* _What the task asks_
Begin at the line containing "PR #2766, opened 2022-02-07" in the entries below and end at the line containing "LGTM! A few tiny comments."; transcribe that range exactly and nothing outside it.

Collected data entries
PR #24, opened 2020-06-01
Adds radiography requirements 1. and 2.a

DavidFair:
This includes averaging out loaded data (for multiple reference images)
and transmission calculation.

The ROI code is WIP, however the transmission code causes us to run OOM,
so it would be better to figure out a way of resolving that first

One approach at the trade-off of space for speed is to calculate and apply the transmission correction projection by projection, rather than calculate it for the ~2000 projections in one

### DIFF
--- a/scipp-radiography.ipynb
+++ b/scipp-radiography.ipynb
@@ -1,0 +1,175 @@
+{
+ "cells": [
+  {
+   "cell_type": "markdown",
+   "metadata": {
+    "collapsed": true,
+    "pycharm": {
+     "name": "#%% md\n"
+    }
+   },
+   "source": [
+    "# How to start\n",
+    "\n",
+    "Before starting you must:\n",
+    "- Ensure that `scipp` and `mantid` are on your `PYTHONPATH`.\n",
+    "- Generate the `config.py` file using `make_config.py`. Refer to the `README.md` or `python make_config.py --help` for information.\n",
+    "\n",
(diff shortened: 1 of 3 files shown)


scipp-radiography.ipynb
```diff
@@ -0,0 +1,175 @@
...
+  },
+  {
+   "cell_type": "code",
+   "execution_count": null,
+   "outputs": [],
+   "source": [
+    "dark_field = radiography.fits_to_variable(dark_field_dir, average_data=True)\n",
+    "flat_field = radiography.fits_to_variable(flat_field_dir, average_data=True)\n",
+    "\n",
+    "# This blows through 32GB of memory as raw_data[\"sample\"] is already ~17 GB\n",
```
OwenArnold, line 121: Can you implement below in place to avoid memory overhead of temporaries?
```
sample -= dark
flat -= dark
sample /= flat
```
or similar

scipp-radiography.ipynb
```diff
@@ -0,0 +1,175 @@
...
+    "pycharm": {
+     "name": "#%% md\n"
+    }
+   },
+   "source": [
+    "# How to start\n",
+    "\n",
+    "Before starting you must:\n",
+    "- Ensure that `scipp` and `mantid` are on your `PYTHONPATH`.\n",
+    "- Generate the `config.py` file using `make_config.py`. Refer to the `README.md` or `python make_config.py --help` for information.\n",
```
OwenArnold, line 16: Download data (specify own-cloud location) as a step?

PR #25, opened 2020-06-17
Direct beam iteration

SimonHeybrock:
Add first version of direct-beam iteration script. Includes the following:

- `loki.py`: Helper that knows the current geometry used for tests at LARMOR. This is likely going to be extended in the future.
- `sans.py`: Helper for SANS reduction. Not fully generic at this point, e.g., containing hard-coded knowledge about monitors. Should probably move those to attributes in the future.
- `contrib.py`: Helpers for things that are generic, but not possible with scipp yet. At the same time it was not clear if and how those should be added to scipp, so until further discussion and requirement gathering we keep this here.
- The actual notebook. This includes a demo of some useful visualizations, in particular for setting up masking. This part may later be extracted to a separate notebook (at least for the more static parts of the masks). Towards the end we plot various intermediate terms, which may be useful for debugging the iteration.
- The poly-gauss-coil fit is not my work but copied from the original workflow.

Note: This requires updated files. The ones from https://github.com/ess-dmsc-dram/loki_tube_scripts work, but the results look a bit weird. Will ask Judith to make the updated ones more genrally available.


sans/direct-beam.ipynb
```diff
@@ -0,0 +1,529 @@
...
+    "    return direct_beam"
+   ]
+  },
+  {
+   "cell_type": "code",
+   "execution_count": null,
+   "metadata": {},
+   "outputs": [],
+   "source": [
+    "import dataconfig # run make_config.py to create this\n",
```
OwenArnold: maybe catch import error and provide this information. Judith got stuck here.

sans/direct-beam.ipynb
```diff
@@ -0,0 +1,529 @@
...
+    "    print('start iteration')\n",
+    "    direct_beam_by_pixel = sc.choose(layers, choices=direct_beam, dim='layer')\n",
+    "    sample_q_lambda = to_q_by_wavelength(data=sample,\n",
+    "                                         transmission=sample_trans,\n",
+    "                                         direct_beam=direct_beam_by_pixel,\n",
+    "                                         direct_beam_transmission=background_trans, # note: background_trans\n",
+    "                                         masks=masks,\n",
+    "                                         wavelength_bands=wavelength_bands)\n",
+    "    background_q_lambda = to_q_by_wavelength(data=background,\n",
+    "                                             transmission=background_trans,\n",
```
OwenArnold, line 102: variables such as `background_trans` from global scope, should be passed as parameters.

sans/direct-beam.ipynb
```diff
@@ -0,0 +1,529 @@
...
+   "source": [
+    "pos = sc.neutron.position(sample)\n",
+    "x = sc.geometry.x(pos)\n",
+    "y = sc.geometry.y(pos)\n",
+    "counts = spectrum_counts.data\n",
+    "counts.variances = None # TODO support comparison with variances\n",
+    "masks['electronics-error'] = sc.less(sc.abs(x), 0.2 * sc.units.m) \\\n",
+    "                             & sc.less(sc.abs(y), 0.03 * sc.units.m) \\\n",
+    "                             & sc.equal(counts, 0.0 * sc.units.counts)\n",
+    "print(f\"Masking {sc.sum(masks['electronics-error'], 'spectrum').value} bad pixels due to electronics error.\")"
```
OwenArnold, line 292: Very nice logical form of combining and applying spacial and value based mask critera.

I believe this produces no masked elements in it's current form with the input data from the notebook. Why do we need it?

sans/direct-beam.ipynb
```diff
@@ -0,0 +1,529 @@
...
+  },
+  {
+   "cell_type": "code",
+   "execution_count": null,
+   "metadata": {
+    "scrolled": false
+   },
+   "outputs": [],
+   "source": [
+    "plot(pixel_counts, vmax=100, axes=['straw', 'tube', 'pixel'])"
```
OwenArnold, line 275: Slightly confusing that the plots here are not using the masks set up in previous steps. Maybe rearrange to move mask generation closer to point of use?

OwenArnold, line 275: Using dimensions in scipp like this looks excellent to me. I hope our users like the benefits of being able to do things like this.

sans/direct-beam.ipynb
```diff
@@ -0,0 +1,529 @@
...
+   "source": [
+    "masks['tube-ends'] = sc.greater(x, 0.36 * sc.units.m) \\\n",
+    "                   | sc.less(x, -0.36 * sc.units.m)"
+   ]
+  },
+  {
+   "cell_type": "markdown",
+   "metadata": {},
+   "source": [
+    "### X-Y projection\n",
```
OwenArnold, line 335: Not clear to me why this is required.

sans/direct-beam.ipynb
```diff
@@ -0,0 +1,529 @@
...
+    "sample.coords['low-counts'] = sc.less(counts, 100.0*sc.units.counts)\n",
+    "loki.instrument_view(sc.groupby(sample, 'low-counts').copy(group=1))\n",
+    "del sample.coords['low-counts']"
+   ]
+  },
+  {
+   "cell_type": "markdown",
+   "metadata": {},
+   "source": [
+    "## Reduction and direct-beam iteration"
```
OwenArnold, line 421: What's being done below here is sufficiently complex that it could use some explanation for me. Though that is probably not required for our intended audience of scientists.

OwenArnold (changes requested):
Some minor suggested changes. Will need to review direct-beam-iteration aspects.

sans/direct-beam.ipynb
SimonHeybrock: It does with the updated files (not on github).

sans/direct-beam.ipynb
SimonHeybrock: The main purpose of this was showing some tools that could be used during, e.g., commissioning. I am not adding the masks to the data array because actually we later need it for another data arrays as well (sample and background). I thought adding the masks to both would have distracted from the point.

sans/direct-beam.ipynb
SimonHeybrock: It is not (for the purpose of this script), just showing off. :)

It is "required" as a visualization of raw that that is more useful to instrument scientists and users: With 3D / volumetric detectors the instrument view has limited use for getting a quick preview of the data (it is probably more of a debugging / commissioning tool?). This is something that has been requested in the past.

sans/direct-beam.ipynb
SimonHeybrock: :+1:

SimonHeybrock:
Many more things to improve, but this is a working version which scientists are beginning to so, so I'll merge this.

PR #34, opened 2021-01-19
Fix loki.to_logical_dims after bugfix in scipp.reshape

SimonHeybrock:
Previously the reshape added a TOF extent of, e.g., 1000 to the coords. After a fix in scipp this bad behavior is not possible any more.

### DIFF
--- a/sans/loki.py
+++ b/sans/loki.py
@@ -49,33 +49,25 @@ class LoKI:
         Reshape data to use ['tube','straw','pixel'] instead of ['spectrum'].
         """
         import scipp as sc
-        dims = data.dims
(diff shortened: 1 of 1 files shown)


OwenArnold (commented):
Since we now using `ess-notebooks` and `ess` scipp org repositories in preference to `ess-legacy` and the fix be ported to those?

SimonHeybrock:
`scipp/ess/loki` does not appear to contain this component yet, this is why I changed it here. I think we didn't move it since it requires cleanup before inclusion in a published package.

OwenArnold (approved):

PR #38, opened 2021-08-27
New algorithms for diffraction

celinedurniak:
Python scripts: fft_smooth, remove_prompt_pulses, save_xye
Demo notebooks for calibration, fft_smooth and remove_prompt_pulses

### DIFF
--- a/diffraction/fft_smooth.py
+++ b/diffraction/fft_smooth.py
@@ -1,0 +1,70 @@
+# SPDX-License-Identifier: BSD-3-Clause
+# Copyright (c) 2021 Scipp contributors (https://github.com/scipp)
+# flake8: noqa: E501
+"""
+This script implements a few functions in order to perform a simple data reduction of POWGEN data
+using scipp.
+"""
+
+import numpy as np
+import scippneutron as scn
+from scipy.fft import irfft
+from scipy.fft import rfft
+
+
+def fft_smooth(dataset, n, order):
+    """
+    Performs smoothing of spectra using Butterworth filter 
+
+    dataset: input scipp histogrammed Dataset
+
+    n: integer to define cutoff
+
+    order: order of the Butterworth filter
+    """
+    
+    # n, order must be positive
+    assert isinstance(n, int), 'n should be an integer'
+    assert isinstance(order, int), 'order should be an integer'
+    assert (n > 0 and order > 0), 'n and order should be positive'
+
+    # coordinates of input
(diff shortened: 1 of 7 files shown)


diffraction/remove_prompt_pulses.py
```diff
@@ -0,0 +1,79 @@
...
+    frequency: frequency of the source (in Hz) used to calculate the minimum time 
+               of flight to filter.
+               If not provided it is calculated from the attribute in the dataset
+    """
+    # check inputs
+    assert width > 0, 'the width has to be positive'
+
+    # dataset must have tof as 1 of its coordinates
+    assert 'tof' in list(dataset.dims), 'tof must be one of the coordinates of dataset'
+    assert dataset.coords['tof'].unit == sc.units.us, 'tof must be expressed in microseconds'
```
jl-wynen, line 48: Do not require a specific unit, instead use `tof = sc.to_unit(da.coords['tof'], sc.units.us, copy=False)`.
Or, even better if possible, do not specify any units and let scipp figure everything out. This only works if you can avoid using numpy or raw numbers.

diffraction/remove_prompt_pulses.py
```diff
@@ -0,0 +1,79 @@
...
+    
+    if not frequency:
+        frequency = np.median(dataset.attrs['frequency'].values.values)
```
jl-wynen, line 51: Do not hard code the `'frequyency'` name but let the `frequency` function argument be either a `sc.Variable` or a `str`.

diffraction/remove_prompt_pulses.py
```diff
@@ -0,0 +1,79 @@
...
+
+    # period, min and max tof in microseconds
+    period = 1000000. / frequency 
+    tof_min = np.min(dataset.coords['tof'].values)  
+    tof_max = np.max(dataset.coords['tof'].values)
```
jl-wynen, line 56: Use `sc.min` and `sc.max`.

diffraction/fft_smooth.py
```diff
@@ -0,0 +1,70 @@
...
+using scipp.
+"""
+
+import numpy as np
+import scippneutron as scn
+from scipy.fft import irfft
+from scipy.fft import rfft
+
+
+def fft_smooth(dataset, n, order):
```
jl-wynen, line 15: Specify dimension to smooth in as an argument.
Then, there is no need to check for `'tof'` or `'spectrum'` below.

...

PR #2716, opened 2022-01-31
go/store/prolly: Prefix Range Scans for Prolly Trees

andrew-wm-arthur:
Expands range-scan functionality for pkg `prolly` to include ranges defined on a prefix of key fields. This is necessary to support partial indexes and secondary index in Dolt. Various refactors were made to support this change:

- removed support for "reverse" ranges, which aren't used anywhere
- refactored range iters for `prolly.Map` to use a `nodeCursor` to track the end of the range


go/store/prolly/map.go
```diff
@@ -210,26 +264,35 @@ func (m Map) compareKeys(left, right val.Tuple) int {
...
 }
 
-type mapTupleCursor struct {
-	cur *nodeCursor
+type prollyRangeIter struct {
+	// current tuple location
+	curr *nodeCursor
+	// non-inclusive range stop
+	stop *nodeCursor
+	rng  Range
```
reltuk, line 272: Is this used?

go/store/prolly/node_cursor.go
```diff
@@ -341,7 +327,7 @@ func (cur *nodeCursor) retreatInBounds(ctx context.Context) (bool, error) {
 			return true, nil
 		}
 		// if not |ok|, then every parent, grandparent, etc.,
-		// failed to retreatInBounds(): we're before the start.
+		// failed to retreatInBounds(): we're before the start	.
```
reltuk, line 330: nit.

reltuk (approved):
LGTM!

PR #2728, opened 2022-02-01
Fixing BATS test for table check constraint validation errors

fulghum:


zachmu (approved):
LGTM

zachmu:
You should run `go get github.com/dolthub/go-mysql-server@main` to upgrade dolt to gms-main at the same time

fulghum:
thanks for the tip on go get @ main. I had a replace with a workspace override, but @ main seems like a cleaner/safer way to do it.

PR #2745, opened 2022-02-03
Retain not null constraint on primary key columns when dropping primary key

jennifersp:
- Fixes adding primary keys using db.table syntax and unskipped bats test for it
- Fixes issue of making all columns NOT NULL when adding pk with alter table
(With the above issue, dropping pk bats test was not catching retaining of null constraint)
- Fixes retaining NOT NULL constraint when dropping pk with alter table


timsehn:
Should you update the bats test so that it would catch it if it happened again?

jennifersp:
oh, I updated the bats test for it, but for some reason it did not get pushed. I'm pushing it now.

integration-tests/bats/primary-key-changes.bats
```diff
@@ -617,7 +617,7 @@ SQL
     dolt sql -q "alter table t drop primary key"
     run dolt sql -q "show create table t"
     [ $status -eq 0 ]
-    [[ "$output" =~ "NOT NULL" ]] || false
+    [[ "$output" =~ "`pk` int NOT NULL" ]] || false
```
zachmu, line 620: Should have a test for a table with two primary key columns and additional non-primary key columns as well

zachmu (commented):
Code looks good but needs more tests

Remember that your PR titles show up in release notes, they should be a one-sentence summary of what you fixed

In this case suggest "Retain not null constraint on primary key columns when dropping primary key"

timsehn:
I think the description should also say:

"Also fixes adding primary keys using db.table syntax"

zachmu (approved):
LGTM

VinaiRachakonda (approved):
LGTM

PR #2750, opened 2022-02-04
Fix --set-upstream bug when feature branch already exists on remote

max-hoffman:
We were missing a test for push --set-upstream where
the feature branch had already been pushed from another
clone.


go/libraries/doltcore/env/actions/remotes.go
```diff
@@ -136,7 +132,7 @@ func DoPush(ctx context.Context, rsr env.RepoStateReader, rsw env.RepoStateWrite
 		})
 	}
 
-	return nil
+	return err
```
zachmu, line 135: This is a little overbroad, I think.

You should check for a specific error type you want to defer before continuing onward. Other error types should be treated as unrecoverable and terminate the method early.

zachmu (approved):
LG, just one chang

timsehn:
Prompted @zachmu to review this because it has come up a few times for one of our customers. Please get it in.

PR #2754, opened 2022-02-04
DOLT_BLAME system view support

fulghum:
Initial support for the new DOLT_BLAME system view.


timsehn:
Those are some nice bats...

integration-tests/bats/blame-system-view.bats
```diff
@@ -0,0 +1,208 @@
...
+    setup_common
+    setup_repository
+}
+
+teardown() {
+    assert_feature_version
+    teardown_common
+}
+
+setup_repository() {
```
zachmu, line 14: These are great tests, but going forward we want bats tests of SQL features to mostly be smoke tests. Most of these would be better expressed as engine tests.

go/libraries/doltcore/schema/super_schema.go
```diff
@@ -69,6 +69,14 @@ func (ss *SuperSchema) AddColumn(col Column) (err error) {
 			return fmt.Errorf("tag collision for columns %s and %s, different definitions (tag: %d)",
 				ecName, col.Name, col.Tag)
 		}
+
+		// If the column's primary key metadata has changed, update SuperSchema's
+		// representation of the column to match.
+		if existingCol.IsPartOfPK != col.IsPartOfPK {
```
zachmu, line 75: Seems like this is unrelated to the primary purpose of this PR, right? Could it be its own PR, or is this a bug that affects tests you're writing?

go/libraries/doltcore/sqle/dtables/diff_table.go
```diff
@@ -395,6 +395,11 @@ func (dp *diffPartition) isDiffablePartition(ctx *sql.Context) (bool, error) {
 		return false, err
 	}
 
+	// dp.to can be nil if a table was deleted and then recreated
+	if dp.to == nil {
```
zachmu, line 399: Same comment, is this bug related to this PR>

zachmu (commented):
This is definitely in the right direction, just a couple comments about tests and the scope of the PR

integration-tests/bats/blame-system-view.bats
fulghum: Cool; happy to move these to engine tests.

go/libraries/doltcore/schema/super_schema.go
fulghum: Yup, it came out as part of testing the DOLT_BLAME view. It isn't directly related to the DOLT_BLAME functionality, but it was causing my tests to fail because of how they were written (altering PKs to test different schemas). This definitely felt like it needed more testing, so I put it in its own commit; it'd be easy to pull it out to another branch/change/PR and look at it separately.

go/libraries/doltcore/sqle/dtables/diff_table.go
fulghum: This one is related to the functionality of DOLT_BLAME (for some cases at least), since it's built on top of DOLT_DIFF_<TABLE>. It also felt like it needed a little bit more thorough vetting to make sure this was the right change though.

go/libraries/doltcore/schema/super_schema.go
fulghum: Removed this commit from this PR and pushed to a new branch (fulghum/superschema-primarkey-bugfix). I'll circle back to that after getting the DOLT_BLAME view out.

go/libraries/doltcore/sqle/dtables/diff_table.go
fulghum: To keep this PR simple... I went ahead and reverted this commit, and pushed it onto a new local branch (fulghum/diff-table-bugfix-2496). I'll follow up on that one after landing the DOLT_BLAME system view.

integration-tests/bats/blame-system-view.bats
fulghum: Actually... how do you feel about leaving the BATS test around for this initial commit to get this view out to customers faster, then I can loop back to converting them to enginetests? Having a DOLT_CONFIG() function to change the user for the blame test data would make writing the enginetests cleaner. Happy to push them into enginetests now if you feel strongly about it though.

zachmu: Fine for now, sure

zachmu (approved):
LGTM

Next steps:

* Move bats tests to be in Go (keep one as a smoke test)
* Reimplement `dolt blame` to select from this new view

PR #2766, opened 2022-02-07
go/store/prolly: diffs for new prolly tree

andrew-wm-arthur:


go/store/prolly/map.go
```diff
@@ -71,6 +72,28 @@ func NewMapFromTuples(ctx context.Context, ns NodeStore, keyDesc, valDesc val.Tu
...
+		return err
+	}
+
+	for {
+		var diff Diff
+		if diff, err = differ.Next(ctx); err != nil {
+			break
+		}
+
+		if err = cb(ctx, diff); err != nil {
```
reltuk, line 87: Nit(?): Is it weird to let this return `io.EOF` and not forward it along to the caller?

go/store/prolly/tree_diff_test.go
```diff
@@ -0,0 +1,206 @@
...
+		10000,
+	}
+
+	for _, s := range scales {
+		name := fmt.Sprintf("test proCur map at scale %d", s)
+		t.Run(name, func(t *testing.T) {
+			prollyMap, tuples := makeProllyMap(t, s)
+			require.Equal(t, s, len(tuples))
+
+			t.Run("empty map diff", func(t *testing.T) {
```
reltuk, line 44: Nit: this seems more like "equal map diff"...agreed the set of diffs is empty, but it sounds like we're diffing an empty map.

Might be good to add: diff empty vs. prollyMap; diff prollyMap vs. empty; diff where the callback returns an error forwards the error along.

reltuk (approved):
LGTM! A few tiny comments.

--

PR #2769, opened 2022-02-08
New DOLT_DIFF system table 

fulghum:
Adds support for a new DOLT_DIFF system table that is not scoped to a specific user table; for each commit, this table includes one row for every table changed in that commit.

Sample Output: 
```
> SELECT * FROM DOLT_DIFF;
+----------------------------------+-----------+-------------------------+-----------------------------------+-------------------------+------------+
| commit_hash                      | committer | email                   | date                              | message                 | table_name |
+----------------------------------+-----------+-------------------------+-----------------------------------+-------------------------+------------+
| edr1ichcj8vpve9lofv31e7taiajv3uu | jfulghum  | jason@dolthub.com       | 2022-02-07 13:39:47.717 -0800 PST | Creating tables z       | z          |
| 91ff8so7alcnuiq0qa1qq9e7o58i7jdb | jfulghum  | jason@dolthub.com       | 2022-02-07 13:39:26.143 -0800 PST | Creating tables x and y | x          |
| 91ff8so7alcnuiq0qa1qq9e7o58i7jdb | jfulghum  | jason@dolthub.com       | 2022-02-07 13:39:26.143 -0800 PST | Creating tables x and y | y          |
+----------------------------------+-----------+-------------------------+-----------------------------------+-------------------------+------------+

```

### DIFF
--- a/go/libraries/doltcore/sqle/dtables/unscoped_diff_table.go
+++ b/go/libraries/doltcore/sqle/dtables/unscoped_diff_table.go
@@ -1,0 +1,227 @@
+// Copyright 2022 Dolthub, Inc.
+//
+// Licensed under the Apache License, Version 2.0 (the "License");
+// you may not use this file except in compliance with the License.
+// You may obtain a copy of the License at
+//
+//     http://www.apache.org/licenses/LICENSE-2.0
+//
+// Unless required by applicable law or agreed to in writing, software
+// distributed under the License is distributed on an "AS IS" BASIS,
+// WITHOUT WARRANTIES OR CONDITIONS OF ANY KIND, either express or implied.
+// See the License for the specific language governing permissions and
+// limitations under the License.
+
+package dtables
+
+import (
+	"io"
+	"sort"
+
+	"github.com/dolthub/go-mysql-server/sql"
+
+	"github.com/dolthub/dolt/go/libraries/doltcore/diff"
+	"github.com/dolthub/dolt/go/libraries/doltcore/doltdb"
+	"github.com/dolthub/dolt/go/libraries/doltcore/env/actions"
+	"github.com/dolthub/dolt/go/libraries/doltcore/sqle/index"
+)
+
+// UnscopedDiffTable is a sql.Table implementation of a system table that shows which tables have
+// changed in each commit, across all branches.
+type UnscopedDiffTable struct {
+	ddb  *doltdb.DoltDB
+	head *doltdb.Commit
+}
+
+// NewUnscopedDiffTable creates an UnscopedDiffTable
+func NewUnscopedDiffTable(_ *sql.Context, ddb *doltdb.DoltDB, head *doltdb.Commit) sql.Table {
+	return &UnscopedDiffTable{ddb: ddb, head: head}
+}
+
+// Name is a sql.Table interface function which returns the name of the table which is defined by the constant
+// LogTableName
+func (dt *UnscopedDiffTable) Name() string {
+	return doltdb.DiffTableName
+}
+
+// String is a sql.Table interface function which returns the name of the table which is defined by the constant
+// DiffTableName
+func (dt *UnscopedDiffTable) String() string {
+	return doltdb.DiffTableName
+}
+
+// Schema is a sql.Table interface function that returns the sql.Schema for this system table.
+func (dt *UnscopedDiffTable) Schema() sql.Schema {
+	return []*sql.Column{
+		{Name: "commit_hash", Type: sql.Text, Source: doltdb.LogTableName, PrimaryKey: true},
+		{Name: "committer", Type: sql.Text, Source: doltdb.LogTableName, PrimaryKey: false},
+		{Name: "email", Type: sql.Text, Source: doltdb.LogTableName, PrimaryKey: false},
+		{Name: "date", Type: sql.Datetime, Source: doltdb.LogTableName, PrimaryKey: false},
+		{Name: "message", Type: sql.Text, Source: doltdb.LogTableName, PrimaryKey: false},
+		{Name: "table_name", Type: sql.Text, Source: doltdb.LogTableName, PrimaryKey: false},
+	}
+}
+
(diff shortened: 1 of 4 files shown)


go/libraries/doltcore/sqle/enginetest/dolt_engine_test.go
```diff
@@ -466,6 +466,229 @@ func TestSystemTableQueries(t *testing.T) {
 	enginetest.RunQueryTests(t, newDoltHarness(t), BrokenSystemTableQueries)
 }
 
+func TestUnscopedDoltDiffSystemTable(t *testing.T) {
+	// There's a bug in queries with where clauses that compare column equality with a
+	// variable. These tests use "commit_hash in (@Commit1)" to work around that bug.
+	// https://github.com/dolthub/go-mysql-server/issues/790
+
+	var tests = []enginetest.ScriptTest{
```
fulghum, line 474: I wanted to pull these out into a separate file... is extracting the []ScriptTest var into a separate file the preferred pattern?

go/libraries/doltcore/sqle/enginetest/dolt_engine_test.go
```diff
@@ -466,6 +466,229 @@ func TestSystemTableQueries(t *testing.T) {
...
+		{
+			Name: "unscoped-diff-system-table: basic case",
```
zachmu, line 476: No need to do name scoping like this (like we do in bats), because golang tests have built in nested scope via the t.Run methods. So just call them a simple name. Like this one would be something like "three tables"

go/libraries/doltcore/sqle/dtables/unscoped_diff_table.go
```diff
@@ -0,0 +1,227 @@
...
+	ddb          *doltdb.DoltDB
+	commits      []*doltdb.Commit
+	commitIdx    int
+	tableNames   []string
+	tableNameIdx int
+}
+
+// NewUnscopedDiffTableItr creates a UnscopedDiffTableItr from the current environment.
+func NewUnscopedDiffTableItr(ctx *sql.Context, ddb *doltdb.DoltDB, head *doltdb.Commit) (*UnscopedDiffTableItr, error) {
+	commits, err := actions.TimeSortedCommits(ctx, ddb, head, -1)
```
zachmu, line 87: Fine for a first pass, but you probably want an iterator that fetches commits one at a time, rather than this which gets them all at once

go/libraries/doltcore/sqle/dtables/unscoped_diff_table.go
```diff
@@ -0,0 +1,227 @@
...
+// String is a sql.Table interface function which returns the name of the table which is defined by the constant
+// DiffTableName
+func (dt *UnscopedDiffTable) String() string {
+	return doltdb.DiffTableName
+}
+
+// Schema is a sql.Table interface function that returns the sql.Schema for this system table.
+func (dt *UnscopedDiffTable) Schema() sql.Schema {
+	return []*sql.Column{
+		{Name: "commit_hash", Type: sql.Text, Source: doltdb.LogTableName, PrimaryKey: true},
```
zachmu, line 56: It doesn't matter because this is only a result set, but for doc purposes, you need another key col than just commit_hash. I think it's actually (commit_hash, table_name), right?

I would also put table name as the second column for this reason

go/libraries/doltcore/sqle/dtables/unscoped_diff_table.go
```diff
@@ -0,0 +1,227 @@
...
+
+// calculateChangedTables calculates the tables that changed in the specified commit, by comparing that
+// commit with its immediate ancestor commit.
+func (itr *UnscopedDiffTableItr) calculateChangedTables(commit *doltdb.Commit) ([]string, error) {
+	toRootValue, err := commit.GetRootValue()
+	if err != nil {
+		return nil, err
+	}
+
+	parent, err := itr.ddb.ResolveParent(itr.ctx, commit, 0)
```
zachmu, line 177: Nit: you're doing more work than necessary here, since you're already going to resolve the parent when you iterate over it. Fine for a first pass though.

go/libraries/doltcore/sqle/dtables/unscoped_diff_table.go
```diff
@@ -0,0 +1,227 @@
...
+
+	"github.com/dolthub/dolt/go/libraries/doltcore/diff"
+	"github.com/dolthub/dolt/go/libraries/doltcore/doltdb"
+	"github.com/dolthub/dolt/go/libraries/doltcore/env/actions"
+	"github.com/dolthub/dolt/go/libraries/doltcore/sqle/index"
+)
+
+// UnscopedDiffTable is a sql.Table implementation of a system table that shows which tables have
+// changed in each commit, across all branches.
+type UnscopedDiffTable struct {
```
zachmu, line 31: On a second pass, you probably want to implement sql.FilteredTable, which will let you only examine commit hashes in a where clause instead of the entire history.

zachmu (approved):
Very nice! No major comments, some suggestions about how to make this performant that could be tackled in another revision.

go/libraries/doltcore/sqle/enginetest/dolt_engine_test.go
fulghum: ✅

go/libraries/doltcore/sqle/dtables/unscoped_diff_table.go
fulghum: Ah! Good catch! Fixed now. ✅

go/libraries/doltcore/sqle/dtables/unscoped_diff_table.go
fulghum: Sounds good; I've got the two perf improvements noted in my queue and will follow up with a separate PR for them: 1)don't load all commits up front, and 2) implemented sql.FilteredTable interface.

* _Problem solution_
PR #2766, opened 2022-02-07
go/store/prolly: diffs for new prolly tree

andrew-wm-arthur:


go/store/prolly/map.go
```diff
@@ -71,6 +72,28 @@ func NewMapFromTuples(ctx context.Context, ns NodeStore, keyDesc, valDesc val.Tu
...
+		return err
+	}
+
+	for {
+		var diff Diff
+		if diff, err = differ.Next(ctx); err != nil {
+			break
+		}
+
+		if err = cb(ctx, diff); err != nil {
```
reltuk, line 87: Nit(?): Is it weird to let this return `io.EOF` and not forward it along to the caller?

go/store/prolly/tree_diff_test.go
```diff
@@ -0,0 +1,206 @@
...
+		10000,
+	}
+
+	for _, s := range scales {
+		name := fmt.Sprintf("test proCur map at scale %d", s)
+		t.Run(name, func(t *testing.T) {
+			prollyMap, tuples := makeProllyMap(t, s)
+			require.Equal(t, s, len(tuples))
+
+			t.Run("empty map diff", func(t *testing.T) {
```
reltuk, line 44: Nit: this seems more like "equal map diff"...agreed the set of diffs is empty, but it sounds like we're diffing an empty map.

Might be good to add: diff empty vs. prollyMap; diff prollyMap vs. empty; diff where the callback returns an error forwards the error along.

reltuk (approved):
LGTM! A few tiny comments.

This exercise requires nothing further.